In February, the company acquired PTI Health, a mobile lab collection and phlebotomy services company, to expand its in-home healthcare services. In 2024, DocGo completed 144 primary care visits, and that number is expected to grow to 10,000 this year and over 40,000 in 2026, Bienstock noted.
PTI Health is on track to complete over 125,000 blood draws in patient homes in 2025 and projected to exceed 200,000 in 2026. "All told, between our care gap program, PCP and mobile lab businesses, we expect to visit over 150,000 patients in their homes this year," Bienstock said.
The company's care gap closure PCP programs help health plans reduce healthcare spending by reducing readmissions and hospitalizations and also helps plans to address quality metrics, executives said.
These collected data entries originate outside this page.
PR #5218, opened 2026-08-19
fix(core): slide the Mobile Nav drawer in, not just out

imdreamrunner:
## The bug

`MobileNav` has an exit animation but no entry animation. Opening it puts the drawer straight into place; closing it slides out over `--duration-medium`.

## Why — two causes, and neither fix works alone

**1. The transition has no before-change value.** The `<dialog>` is `display: none` until `isOpen`, so nothing inside it is rendered while closed. React commits the open `display` and the open `transform` in the same pass, so the first frame the drawer is ever rendered in already holds the on-screen transform — and a transition with nothing to run from does not run. Same for the `::backdrop`, which only exists once `showModal()` has put the dialog in the top layer, already opaque. `@starting-style` supplies that value.

**2. The dialog was a scroll container.** It clipped the off-screen drawer with `overflow: hidden`. A scroll container in the top layer whose subtree holds *another* scroller — here the drawer's own content area — does not paint a `@starting-style` entry transition for its descendants in Chromium. The transition ticks in the CSSOM while every painted frame shows the end value. `overflow: clip` clips exactly as `hidden` did without creating a scroll container.

Minimal repro of (2): dialog `overflow: hidden` + a scrolling child in the drawer → snaps. Either one alone → animates.

Closing was always fine: by then the drawer has been painted, so the transform has a real previous value and no starting style is involved.

## Verified in Chromium — on painted frames, not computed style

**Computed style is the trap in this bug**, and I fell in it: `getComputedStyle` reports a perfect `320 → 268 → 221 → …` interpolation on open while the screen shows the drawer already in place. `getBoundingClientRect()` and `page.screenshot()` are also unreliable for compositor-driven animations. The only instrument that tells the truth is a CDP screencast of painted frames.

| | before | after |
|---|---|---|
| painted intermediate positions, open | **0** | **70–98** |
| painted intermediate positions, close | 61–67 | 61–67 (unchanged) |

Checked at both edges in LTR and RTL — each slides in from its own edge — and under `prefers-reduced-motion`, where it collapses to a 10ms transition. Drawer content still scrolls, the dialog still clips (no overflow bleed), and scroll containment is identical to `main`.

## Tests

`MobileNavEntryAnimation.test.tsx` — 8 tests. jsdom has no top layer, no transitions, no `@starting-style` and no compositor, so the animation itself is not observable there; the tests pin the three declarations the behaviour rests on, and each half of the fix is guarded independently (reverting either one fails tests).

The `overflow: clip` assertion is the one worth keeping: `hidden` looks like a pure clipping choice and clips just as well, so swapping it back reads as a harmless tidy-up. It isn't — it silently removes the entry animation while every CSSOM-based check still says the transition runs.

Still true, and not addressed here: there is no browser-based animation test venue in this repo, so nothing can catch a *behavioural* regression of this kind — only the declarations are pinned.

### DIFF
--- a/.changeset/mobile-nav-entry-animation.md
+++ b/.changeset/mobile-nav-entry-animation.md
@@ -1,0 +1,7 @@
+---
+'@astryxdesign/core': patch
+---
+
+[fix] MobileNav: the drawer now slides in when it opens, instead of only sliding out when it closes. Two things were needed, and each is useless without the other. First, the dialog is `display: none` while closed, so the drawer's first rendered frame already holds the on-screen transform and a transition has no before-change value to run from — `@starting-style` supplies it, for the drawer's transform and for the `::backdrop`'s opacity. Second, the dialog clipped the off-screen drawer with `overflow: hidden`, which makes it a scroll container; a scroll container in the top layer whose subtree holds another scroller (the drawer's content area) does not paint a `@starting-style` entry transition for its descendants in Chromium — the transition ticks in the CSSOM while every painted frame shows the end value. `overflow: clip` clips identically without creating a scroll container. The drawer now slides in from its own edge (mirrored under RTL) and the scrim fades up, both on `--duration-medium` and both collapsing under `prefers-reduced-motion`, exactly as the close already did.
+
+@imdreamrunner
--- a/packages/core/src/MobileNav/MobileNav.tsx
+++ b/packages/core/src/MobileNav/MobileNav.tsx
@@ -70,7 +70,16 @@ const styles = stylex.create({
     width: '100vw',
     height: '100dvh',
     backgroundColor: 'transparent',
-    overflow: 'hidden',
+    // `clip`, not `hidden`. Both clip the off-screen drawer, but `hidden` makes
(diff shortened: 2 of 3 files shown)


rubyycheung (approved):

imdreamrunner:
Moving this to draft — **do not merge.** My verification was wrong.

I measured the entry animation with `getComputedStyle(drawer).transform`, which reports the transition running. It does run. But the element never actually moves: `getBoundingClientRect().left` stays pinned at the open position for the whole entry, and a pixel capture confirms the drawer is absent and then simply appears in place.

```
OPEN   computedStyle m41:  320  268  221  179  143  113   88   68   52
       rect.left        :   73   73   73   73   73   73   73   73   73   <- never moves
CLOSE  computedStyle m41:    0   52   99  141  177  207  232  252  268
       rect.left        :   73  125  172  214  250  280  305  325  341   <- tracks it
```

So the bug in the title is real and still unfixed; `@starting-style` on the drawer child is not sufficient. Investigating the actual mechanism now.

PR #5220, opened 2026-08-19
fix(core): tighten the Bottom Sheet grab handle bar to 24px

imdreamrunner:
## Summary

The Bottom Sheet's drag area — the band above the content that holds the grab
pill — was `--spacing-12` (48px) tall. That reads as an empty gap between the
sheet's top edge and its first line of content. This drops it to `--spacing-6`
(24px).

The pill itself is unchanged (`--size-element-lg` × 4px, centered); only the
bar's height moves, so the content gains 24px of the sheet's height budget.

## Changes

- `packages/core/src/BottomSheet/BottomSheetPanel.tsx` — `handleBar.height`:
  `--spacing-12` → `--spacing-6`.

Nothing else keyed off this value: the 48px constants in the sheet
(`OVERSCROLL_PADDING`, `MOBILE_KEYBOARD_BOTTOM_CLEARANCE`, `DETENT_DEDUP_PX`,
`FLICK_MIN_DISTANCE`) are unrelated to the handle, and the panel is a flex
column, so the body absorbs the freed space.

## Test plan

- `pnpm exec vitest run packages/core/src/BottomSheet` — 180 tests pass.
- `pnpm test` — full suite passes except the known `packages/cli`
  load-flake (10 tests time out only in the full run; `vitest run --project
  node packages/cli` passes 2724/2724).
- `pnpm lint:strict` — 0 errors (56 pre-existing warnings).
- `pnpm build` — clean; `packages/core/dist/astryx.css` emits
  `height:var(--spacing-6)` for the handle bar.
- Measured in headless Chromium against the built CSS: the handle bar's
  computed height is `24px`, pill unchanged.

### DIFF
--- a/.changeset/bottom-sheet-handle-24px.md
+++ b/.changeset/bottom-sheet-handle-24px.md
@@ -1,0 +1,12 @@
+---
+'@astryxdesign/core': patch
+---
+
+[fix] Bottom Sheet: tighten the grab handle bar to 24px
+
+The drag area above the sheet's content was 48px tall, which read as an empty
+band between the sheet's top edge and its first line of content. It is now
+24px (`--spacing-6`), keeping the pill centered and giving the content back
+the other 24px of the sheet's height budget.
+
+@imdreamrunner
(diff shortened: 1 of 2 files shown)


imdreamrunner:
Superseded by #5222, which takes the floating approach.

This PR shrank the drag band 48px -> 24px but kept it in the sheet's flex column, so it still cost the content its full height. #5222 makes the bar float instead: it reserves no layout space, so the content actually moves up (a heading goes 57px -> 33px from the sheet's top edge, or 41px -> 17px for bare content). The 24px height from this PR is folded into #5222, and #5222 now targets `main` directly.

PR #5226, opened 2026-08-19
fix(cli): make theming discoverable and its silent failure detectable

josephfarina:
## Summary

Two small changes addressing the same root cause: **theming is hard to discover, and when it goes wrong it fails silently.**

### 1. Point agents at the theme guide, the way we already do for layout

`astryx docs theme` is a thorough 15-section guide — quick start, `defineTheme`, component overrides, custom variants, runtime vs built themes, `astryx theme build`. Nothing in the injected `AGENTS.md` told an agent to open it.

Compare how the block treats the two subjects today. Layout gets a hard rule: *"Frame first: read `astryx docs layout` before writing any page or screen."* Theming gets one clause — *"Brand/accent via `astryx theme`"* — and `astryx theme build` is never mentioned at all. `theme` appears in the `docs <topic>` list, but reachable-on-demand is not the same as prompted, and an agent mid-task will not go looking.

Adds a matching **"Theme first"** rule and lists **`theme add|build`** in the CLI reference alongside `swizzle`. The rule triggers on *restyling the same component twice*, because a single override is legitimate — repetition is the actual signal that something belongs in the theme.

### 2. `astryx theme add` now surfaces the required build step

Following the current next-steps output exactly leaves you on the runtime-injection path with no idea a build step exists — `astryx theme build` is never mentioned.

That matters because the failure mode is invisible: edit a theme, skip the rebuild, and the stale artifact still reports `__built`, so the runtime skips style injection and the app renders the previous theme **with no warning**. The one warning that does exist fires on the *correct* path (runtime injection), so today the developer whose theme works gets nagged and the one whose theme is silently dead gets nothing.

Recommends the `predev`/`prebuild` script wiring rather than a bare command, since remembering to rebuild by hand is precisely the step that gets skipped.

## Deliberately not changed

The `SELF-CHECK` line still prescribes `xstyle` as the remediation, which is arguably the deeper cause of agents avoiding the theme. That line was earned through the prompt-purity vibe tests — it cuts surviving raw CSS in complex runs by roughly 4x — so it should be changed as an A/B through the same harness, not rewritten blind. Tracking separately.

No CI `theme build --check` gate: no built theme artifacts are committed in this repo (only the `.ts` sources are tracked, and `dev`/`build` both run `generate` → `build:theme` first), so there is nothing here to drift. That risk lives in consumer projects, which is what the guidance above addresses.

## Test plan

- [x] `astryx init --features agents` renders the new rule correctly in a scratch project
- [x] `astryx theme add neutral` renders the build guidance with the correct resolved path
- [x] Agent-docs unit tests pass
- [x] `check:changesets` and the full pre-commit gate pass
- [ ] CI golden check (goldens are not tracked in this repo, so verifying on CI)


cixzhang (changes requested):
Thanks — making silent theme failures visible is the right problem, but this head can still give builders confident wrong answers.

- `theme add` shows a source-theme import, then says edits require a build. Source imports are runtime-injected, so the generated JS/CSS are unused. Please present source/runtime and built/SSR as two complete paths.
- `doctor` treats entry-file metadata as proof of freshness, yet later imports that same project module. Changing an imported token left `doctor` green while `theme build --check` exited 1; changing the entry made default `doctor` run a file-writing side effect despite its read-only contract. Keep the default pass non-evaluating and fail closed unless complete build provenance proves freshness.
- Package-wide scans reuse root/first-package state. A wired app hid an unwired sibling's stale theme, while an app-local StyleX compiler still failed. Evaluate and aggregate each finding in its owning package.

[Reviewed by Robohands]

cixzhang (changes requested):
Thanks — this head addresses my previous source/runtime, read-only freshness, and package-scoping findings, but the same promises still have false-green or unusable paths.

- `theme add`'s built-path snippet imports only `./<theme>.css`; it never imports the generated JS theme, so the shown `neutralTheme` is undefined. Print a complete, copyable built import pair.
- The freshness digest marks bare imports and computed `require()` calls complete. Changing a local workspace token package left the digest unchanged and `doctor` reported “in step with source.” Resolve or fingerprint every build input, or report the graph unverifiable.
- Build wiring is still package-wide. With two stale themes and `predev` rebuilding only one, `doctor` said both regenerate before use. Match wiring to each source/output artifact before downgrading stale output to info.

[Reviewed by Robohands]

cixzhang (changes requested):
Thanks — the built import pair is fixed, but builders can still get a green `doctor` while their app renders stale theme output.

- A linked workspace package with version `1.2.3` was fingerprinted as immutable. Changing its token source left the digest unchanged and `doctor` said “in step with source.” A workspace can carry a normal version; hash linked source or report it unverifiable.
- Wiring marks `astryx theme build` with no file as covering every theme even though the real command exits with “missing required argument 'files'.” It also lets `src/brand/theme.ts` cover `src/admin/theme.ts` by basename. Only downgrade staleness when the exact source is actually rebuilt.

[Reviewed by Robohands]

cixzhang (changes requested):
Thanks — this head fixes the prior linked-workspace and exact-source wiring cases, but builders can still get confident wrong guidance or a green diagnostic.

- The injected agent block says every theme edit needs `theme build`. Source-import themes compile and inject at runtime, so edits apply on reload and built artifacts are unused. Keep the source/runtime and built/SSR paths distinct here too.
- `doctor` turns incomplete evidence into success. Its walks silently stop at 10 built themes and 400 stylesheets, while plugin presence is treated as active compiler configuration. I reproduced PASS with an unwired stale 11th theme, PASS with a private-var write in stylesheet 401, and INFO with a swizzled StyleX component whose Babel plugin is installed but not configured. Verify the complete owned set and actual bundler wiring, or report the result as unverifiable.

[Reviewed by Robohands]

cixzhang (changes requested):
Thanks — this head fixes the previous cap reporting and package-scoping cases, but builders can still get confident wrong answers.

- `doctor` skips `dist/`, `build/`, and `out/`, even though the CLI’s own `theme build --out ./dist/ocean.css` example puts built themes there. I put a stale generated theme in `dist/`; `doctor` reported “no built theme output found.” Inspect generated outputs wherever the command can write them, or fail closed when excluded roots may contain them.
- Compiler “wiring” still becomes true from any plugin name in a config, including a comment, while agent docs select StyleX from dependency presence alone. With the plugin installed and only a commented reference, `doctor` returned INFO and generated docs told agents to use `xstyle`. The same block also says source imports reload live, then says every theme edit needs a rebuild. Only claim configured paths and keep source/built guidance consistent.

[Reviewed by Robohands]

cixzhang (changes requested):
Thanks — this head fixes the common `dist/` and commented-plugin cases, but builders can still get confident wrong answers.

- `doctor` still excludes `.next`, `.turbo`, and `.cache` even though `theme build --out` accepts those paths. A stale generated theme under `.next` returned “no built theme output found.” Inspect every allowed output location or report skipped roots as unverifiable.
- `doctor` and agent docs separately treat any live plugin string as active wiring. With `plugins: []` and an unused `const p = '@stylexjs/babel-plugin'`, `doctor` returned INFO and generated docs selected `xstyle`. Use one detector that proves a supported config shape or returns unverifiable.
- The same generated block says source-theme edits apply on reload, then says every theme edit does nothing until rebuilt. Limit that command-index warning to built imports.

[Reviewed by Robohands]

cixzhang (changes requested):
Thanks — this head rebases cleanly and fixes several earlier cases, but the same promises still have false-green paths.

- `doctor` still skips valid output roots such as `.next`, so a stale generated theme there reports “no built theme output found.” Its ten-theme cap also returns INFO before checking truncation when the first ten artifacts self-heal; an unwired stale eleventh theme is never examined. Please make coverage exhaustive or surface the skipped set as unverifiable before returning success.
- StyleX wiring still has two detectors with different supported plugins. With a configured `@stylexjs/webpack-plugin`, `doctor` reports the swizzle as wired while generated agent docs select plain CSS. Use one shared detector so diagnosis and guidance cannot drift.
- The generated block still says source imports reload live, then the command index says every theme edit requires rebuilding. Limit that line to built imports.

[Reviewed by Robohands]

cixzhang (changes requested):
Thanks — the source/built guidance, `.next` coverage, and shared caller list are fixed, but builders can still get confident wrong answers.

- `isStyleXConfigured` treats any live string literal naming a declared plugin as wiring. With `plugins: []` and an unused `const plugin = '@stylexjs/babel-plugin'`, both `doctor` and generated agent docs report StyleX as active, so swizzled components still render unstyled silently. Please require evidence that the declared plugin participates in the active config, or report it as unverifiable.
- `checkThemeBuilt` returns “no built theme output found” before checking `builtTruncated`. When the 4,000-directory bound is reached before the first generated CSS, the scan reports `truncated: true` and zero themes, but `doctor` emits INFO. Please check truncation before the empty result so incomplete coverage never looks clean.

[Reviewed by Robohands]

cixzhang (changes requested):
Thanks — the source/built guidance is now clear, but this head still lets silent failures look healthy.

- `readSpecifiers` now blanks whole template literals, including executable `${...}` expressions. A theme using `${require('./tokens')}` produced `complete: true`; changing `tokens` left the digest unchanged. Imports in interpolations must affect the digest or make the graph unverifiable.
- `isStyleXConfigured` still accepts any live quoted plugin name. With `plugins: []` plus an unused constant, generated docs recommend `xstyle` and `doctor` clears an unstyled build.
- `checkThemeBuilt` returns “no built theme output found” before checking truncation. A 4,001-directory scan returned `{themes: [], truncated: true}` and INFO. Truncation must warn even when zero artifacts were reached.

[Reviewed by Robohands]

cixzhang (changes requested):
Thanks — this head improves StyleX counting and comment handling, but my prior false-green cases still reproduce at current bytes.

- Input discovery blanks executable template interpolations. `${require('./tokens')}` produced `complete: true`; changing `tokens` left the digest unchanged, so `doctor` can report a stale theme as current.
- The built-theme scan still returns “no built theme output found” before checking truncation. A 4,001-directory project with no artifact in the visited prefix returned INFO although the remainder was unexamined.
- StyleX wiring treats any call of an imported plugin as configured. With `const unused = stylex(); export default {plugins: []}`, `doctor` returned INFO and generated docs recommended `xstyle`, although the app compiles no StyleX.

Please fail closed unless each dependency, output root, and active compiler path is actually verified.

[Reviewed by Robohands]

cixzhang (changes requested):
Thanks — the old-head cases are fixed, but current bytes still turn unproved parsing into healthy answers.

- A regex backtick before a later template hides a real token import; the graph reports complete and its digest does not change with that token.
- An unused object's `plugins: [stylex()]` makes `doctor` report INFO and agent docs recommend `xstyle`, even when the exported config has `plugins: []`.
- `false && pnpm build:theme` makes stale output look self-healing.

All three come from treating text as proof of active JavaScript or shell behavior. Please use syntax-aware discovery, or fail closed whenever active inputs, compiler wiring, or rebuild execution cannot be proved.

[Reviewed by Robohands]

cixzhang (changes requested):
Thanks — the AST rewrite fixes the old-head cases, but current bytes still treat unproved execution as healthy.

- `isThemeBuildWired` follows sibling scripts without preserving the caller’s shell gate. `false && pnpm build:theme` still returns wired, so stale output is called self-healing although no rebuild runs.
- Theme input discovery misses valid `import x = require('./tokens')`; it reports the graph complete and the digest stays unchanged when that token file changes.
- StyleX discovery accepts a serve-only return branch or an unrelated nested `plugins` key. Doctor reports INFO and generated docs recommend `xstyle` although production compiles none.

Please return healthy only when the active input, build, and compiler paths are proven; otherwise report them as unverifiable.

[Reviewed by Robohands]

cixzhang (changes requested):
Thanks — the previous shell-gate and import-equals cases are fixed, but the current head still gives builders healthy answers for broken paths.

- A theme can load a local token with a `createRequire()` alias; editing that token left the recorded digest unchanged, so `doctor` passed while `theme build --check` failed.
- A function config with StyleX only in its `serve` return is treated as production wiring. `doctor` reports INFO and generated agent docs recommend `xstyle`, though the production branch has no compiler.
- `echo astryx theme build src/theme.ts` counts as executable build wiring, so stale output is downgraded to self-healing INFO even though nothing rebuilds it.

Please return healthy only when each active input, production compiler path, and rebuild path is proved; otherwise report the result as unverifiable.

[Reviewed by Robohands]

The company's migrant-related work peaked in the fourth quarter of 2023 and the first quarter of 2024 and began to wind down in May 2024 with the exit from the New York City-based sites, executives said. The remaining migrant work with New York City Health and Hospitals is expected to be substantially completed by the midpoint of this year, CFO Norman Rosenberg said on the Q1 earnings call.
"We continue to expect approximately $225 million in revenue from our medical transportation services, $50 million from our payer and providers and $50 million from our remaining migrant services health care work, all unchanged from our previous expectations," Bienstock said.
The company revised its 2025 guidance from $410 million to $450 million in revenue with a 5% adjusted EBITDA margin to $300 million to $330 million with an expected adjusted EBITDA loss of $20 million to $30 million.